« Mon enfant, que mon Intimité soit avec toi ! Viens plus près de Moi et prie ma chère Mère pour qu’elle te fasse une petite place dans son sein, pour que tu puisses observer dans quel état de douleurs J’y suis. »

En pensées, je m’imaginais que ma Mère Marie voulait me démontrer sa grande affection en me laissant rejoindre le doux et affable Jésus en son sein. Je m’imaginais que j’étais là en son sein très près du mon aimable Jésus. Mais comme la noirceur y était grande, il m’était impossible de voir ses traits et Je ne pouvais que sentir la chaleur de son souffle d’Amour.

À l’intérieur de moi Il me dit : « Mon enfant, médite sur une autre manifestation de la surabondance de mon Amour. Je suis la Lumière éternelle et

  • il n’y a pas hors de Moi de lumière qui soit plus resplendissante.

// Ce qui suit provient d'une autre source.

PR #903, opened 2019-09-07
updatechecker: remove duplicate config_file string allocation

smostertdev:
I think that this might be a small memory leak:

The string `config_file` is allocated in `init_configuration()` when the plugin is loaded, and then again in the callback function `on_configure_response()`.

From what I can tell it's not being freed every time the callback is called.


frlan:
Good catch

Le soleil avec toute sa splendeur

  • n’est qu’une ombre à côté de ma Lumière éternelle. Cependant, celle-ci s’est entièrement éclipsée
  • quand, par Amour pour les créatures,
  • J’ai embrassé la nature humaine.

Vois-tu la sombre prison dans laquelle l’Amour m’a conduit ? Oui, c’est par Amour pour les créatures que Je me suis confiné à ce réduit et que J’ai attendu là après quelque rayon de lumière. J’ai attendu patiemment dans la grande noirceur,

  • dans une nuit sans étoile ni repos, la lumière du soleil qui n’apparaissait pas encore.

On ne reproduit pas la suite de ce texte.